**TASK INSTRUCTIONS:** Your answer is every line of the material below in which the string "from" occurs.

**INPUT:**
Issue #28, opened 2023-04-21
Error updating element when it gets remapped 


simsta6:
**Describe the bug**
![error updating elements, missing id drawio](https://user-images.githubusercontent.com/51540204/233617740-e4cf4063-a977-4389-8d62-016a65fa3773.png)

Source iModel changes, after first transformation, includes deleted displayStyle3D element and added displayStyle3D element with the same properties as the first one. 

onExportElement function remaps target DisplayStyle3D element. So now it points to newly added DisplayStyle3D (Id: 2 in source iModel).

When transformer reaches point where it deletes elements it deletes DisplayStyle3D element in target.

Then transformer calls finalizeTransformation and tries to update DisplayStyle3D element in target, because it has pending references (excludedElements in jsonProperties). It fails to update that element because it is deleted in target element

**To Reproduce**

Create empty iModel. Add DisplayStyle3d element that has excludedElements in jsonProperties.
Run transformation
Delete DisplayStyle3d element and add new DisplayStyle3d element with the same properties as first one (I think same code should be enough) in source iModel
Run transformation to trigger processChanges
Transformer crashes with 'error updating element: missing id'

**Expected behavior**
- It shouldn't crash
- Maybe transformer should create new element (with different id and federationGuid) instead of remapping that element

**Desktop (please complete the applicable information):**

OS: Windows
@itwin/imodel-transformer 0.1.2
iTwin.js Version 3.6.1

DanRod1999:
Resolved in linked branch, but we may look into better solutions in the future. 
Ideally we would like to consider having these types of changes be treated more like an update to a singular element instead of a delete and insert of 2 different elements. However, this is a more complicated change, so we will consider it more later if we find it necessary. I'll leave this issue open for now, but change its status.

PR #301, opened 2026-06-01
Remove from deleteids

DanRod1999:
Instead of storing a list of imported elements and then checking at time of delete if it is safe to delete the element, remove any elements from the deleteIds list that match with recently imported elements

Alternative solution to: https://github.com/iTwin/imodel-transformer/issues/28


DanRod1999:
Closing as a solution already exists and this was just an idea, but we believe current fix is better for now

**ANSWER FOR THE TASK:**
Remove from deleteids
Instead of storing a list of imported elements and then checking at time of delete if it is safe to delete the element, remove any elements from the deleteIds list that match with recently imported elements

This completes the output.